Again, I used only three colors, yellow ochre, burnt umber, ultra-marine blue... and that is it. Oh, except I added a  cadmium yellow highlight on the eye brow and on the beak.  I used my wash technique on the feathers and then later added a dry brush (burnt umber) highlight.  I still feel like the strokes are not assertive enough. I do like the feather pattern on the far wing, I think that is the whole point of the painting. As always, my goal with those wing feathers is a glowing or gem like quality.  I like the hard border paint built up from dropping clear water into my washes.

The next step is doing what I have been putting off, frames.  I really want to build a nice frame for this painting and to use a subtle double mat.

 

Monday, July 16, 2012

Female House Sparrow



Female House Sparrow

Watercolor, 2012
8" x 8"

Another weekend at the cabin, another bird, this one a female house sparrow. I used another paper called Fluid, 140 pound, cold press. Its softer than Arches and the grain is a little finer.  I have used this block only once before on another bird, I like it!

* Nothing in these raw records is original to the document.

PR #1817, opened 2026-04-29
fix: filter device does not work

DSFans2014:
**What type of PR is this?**

/kind bug

device filter does not work well since #1541
Fixes # 


Shouren (approved):
/lgtm

PR #1819, opened 2026-04-29
fix: mig does not work

DSFans2014:
**What type of PR is this?**

/kind bug

mig does not work since #1743. It will rename GPU ID like GPU-xxxx[0-0]  -> GPU-xxxx， causing the `GetContainerDeviceStrArray` function not to generate the MIG template

Fixes #


archlitchi (approved):
/lgtm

I used my Windsor & Newton watercolor pan, ultramarine blue, burnt umber, burnt sienna, raw sienna, and a little ivory black for the eye. I messed up the reflection on the eye so I used a little blotch of white gouache to recover.


This bird will be matted and framed and hung at The Belle, Jenny MacLeod's shop near our house.

Friday, July 13, 2012

Burro #1


Burro #1

Watercolor, 2012
9" x 12"

This is not a bird. I painted this from a photograph by Rafa Montero. He was kind enough to let me use a great picture from Egypt. His photo had two burros on the top of a rise, I only used one burro and added some southwest cacti to make it look more like Mexico.

I took a lot of time on the drawing and transferred it using Jana's newly returned light box.

I painted this piece over two weekends, starting with the background, a wash of Yellow Ochre and Ultramarine Blue (Windsor Newton).  The cacti color is Olive Green from a da Vinchi tube, and the rocks were a combination of Burnt Sienna, Raw Sienna and Ultramarine Blue (Windsor Newton from a pan) with a lot of scrubbing in the shadows.

I liked the idea that burro is in a strange place, looking back from where it came or perhaps starting on a descent into a canyon.  I stopped short on adding any more color to the head only because I didn't want to lose the quality of the expression, if donkeys have expressions, and decided not to push my luck.  I think of this painting as an illustration, which is the way I think of the birds in flight I've been doing of late. The drawing was one of  my favorites and the painting also makes me happy. I hope the owner enjoys it too.





Honeybee

Honeybee

Watercolor, 2012
10" x 18"
Gift (TB)

I wanted to try another bird that wasn't simply staring off into space so I decided to paint this Eastern Bluebird in mid-flight, turning its head to notice a honeybee.

The fun part about painting this was the bee.  I took some pictures in the garden, compared them to some online sites and came up with the idea of a bee that looked like it was barely lifting into the air. I tried several drawings and came up with this design. I had the bee flying the same direction as the bird at first but decided it would be more interesting if they were crossing paths.

I added a hint of the feet on the blue bird. I enjoy these bird paintings when they have full legs showing but it was impossible with the shape of the wings.

This bird is Cobalt and Ultramarine Blue and the reddish highlights are Magenta.  The honeybee is Raw Sienna and Burnt Umber, all from my Windsor Newton pan.